Running your first adaptive, sequential experiment

You’re a growth PM evaluating three checkout-promotion treatments. You don’t know which works, or for whom — and a standard A/B test won’t tell you: it reports one average lift, hiding exactly the per-customer structure you’d need to target. This tutorial runs an adaptive sequential experiment instead: each round refits a joint hurdle BCF on the cumulative data, refines a decision tree mapping visitor features to recommended treatments, and routes the next round’s traffic through that tree’s segments. One call — pt.sequential_experiment(...) — drives the whole loop.

The experiment is realistically sized: 350,000 visitors across three rounds, end-to-end in about fifteen minutes on a single consumer GPU. That is the point of the library — production-scale Bayesian causal inference on hardware you already have.
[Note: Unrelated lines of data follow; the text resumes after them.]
Issue #888, opened 2023-05-16
Remove Google Groups mention and change instructions for Slack in new organizer email


amakarudze:
When a new event is deployed, organizers are told to join organizers' Google Group which no longer exists. They are also told that a Slack invite has been sent to them when at the moment we are unable to send automatic Slack invites. The email template for new events email should reflect this change.

Templates to be edited;
- [templates/emails/new_user.html](https://github.com/DjangoGirls/djangogirls/blob/main/templates/emails/new_user.html)
- [templates/emails/existing_user.html](https://github.com/DjangoGirls/djangogirls/blob/main/templates/emails/existing_user.html)
- [templates/emails/event_deployed.html](https://github.com/DjangoGirls/djangogirls/blob/main/templates/emails/organize/event_deployed.html)

amakarudze:
Yes, sure @anaschwendler. Please do.  Be sure to say *If you are not our Slack channel, please reach out to us and we will invite you and your team to Slack.* in place of *We have sent you a Slack invite.*.

anaschwendler:
I'm there, all good!
I'm on a work break, so I might be working on some issues. We can also speak if you want to send me some urgent topics!

See you, and have a lovely week!

amakarudze:
Yay! That's awesome @anaschwendler. Thanks, I will certainly reach out. See you and have a lovely week as well.

amakarudze:
Addressed by #894

PR #894, opened 2023-06-13
Remove Google Groups mention and change instructions for Slack in new organizer email

anaschwendler:
Solves #888

### DIFF
--- a/templates/emails/existing_user.html
+++ b/templates/emails/existing_user.html
@@ -31,11 +31,7 @@
 
 <p>
 {% blocktrans trimmed %}
-  You can contact hello@ if you need assistance but it’s usually faster to check
-  our <a href="https://faq-organizers.djangogirls.org/">FAQ</a> or to post questions
-  to the <a href="https://groups.google.com/forum/#!forum/django-girls-organizers">
-  Google Group of Django Girls Organizers</a> or <a href="https://djangogirls.slack.com/messages/general/">
-  Slack channel</a> - there are more people that can help you! :)
+  You can contact hello@ if you need assistance but it's usually faster to check <a href="https://djangogirls.slack.com/messages/general/">Slack channel</a> - there are more people that can help you! :)
 {% endblocktrans %}
 </p>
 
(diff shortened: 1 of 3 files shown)


templates/emails/existing_user.html
amakarudze, line 1: Hey @anaschwendler, so this part should read like: 

*You can contact hello@ if you need assistance but it's usually faster to check <a href="https://djangogirls.slack.com/messages/general/">Slack channel</a> - there are more people that can help you! :)*

We no longer have the Google Groups for Django Girls Organizers. I am sorry if my instructions wasn't so clear.

templates/emails/new_user.html
amakarudze, line 1: This part should read:

*You can contact hello@ if you need assistance but it's usually faster to check <a href="https://djangogirls.slack.com/messages/general/">Slack channel</a> - there are more people that can help you! :)*

templates/emails/organize/event_deployed.html
amakarudze, line 1: This part should read like this:

*Django Girls has a growing community of more than 2346 organizers.
If you are a new organizer and not already Django Girls Slack, please reach out to hello@djangogirls.org and we will invite you to join -- this is where you can chat with other organisers, ask for their help or advice. Use it wisely and plenty!*

.pre-commit-config.yaml
amakarudze, line 1: Can we put a hold on this? Our server doesn't support Python 3.11 yet and so our production version is Python 3.10 so it would not be ideal to have development version different from production version. So can you revert this change and have Python version as 3.10 instead?

amakarudze (changes requested):
Thanks @anaschwendler for your work on this. May you please change the Python version for pre-commit back to Python 3.10 which we are using in production? I have also given you the suggested text we would like to have in the email templates. Can you please update the text in the templates?

Otherwise great work on this. Thanks again!

amakarudze (approved):
LGTM! Thanks for your work on this @anaschwendler. Will merge this in tomorrow 🥇 .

This is the loop you’re about to run — per round, the cell allocation that served traffic and the policy tree it shipped:

Round-by-round evolution of cell allocations and the policy tree, animated

Setup

import pytyche as pt

report = pt.check_setup()
pytyche 0.1.0.dev0
bartz   0.9.0
JAX devices: cuda:0
CUDA available: True
calibration artifacts: (none bundled)

The fits in this tutorial expect the CUDA device shown above (on CPU they run, slowly, and warn once). calibration artifacts: (none bundled) is why this tutorial runs uncalibrated.

The scenario

Three candidate checkout-promotion treatments competing for a fixed visitor budget:

  • control — no promotion

  • low_promo — small storefront promo

  • free_ship — free shipping above $50

Three rounds covering 350,000 visitors total, on a doubling-batch schedule (50,000 → 100,000 → 200,000). The data is generated by pytyche’s clustered_realistic template, a four-cluster e-commerce mixture where the best treatment differs by customer cluster.

treatments = ["control", "low_promo", "free_ship"]

generator = pt.simulated_experiment_generator(
    template="clustered_realistic",
    metric="revenue_per_visitor",
    effect_scale=0.1,
    K=3,
    seed=42,
    treatment_names=treatments,
)

schedule = pt.GeometricSchedule(initial=50_000, growth=2.0, n_rounds=3)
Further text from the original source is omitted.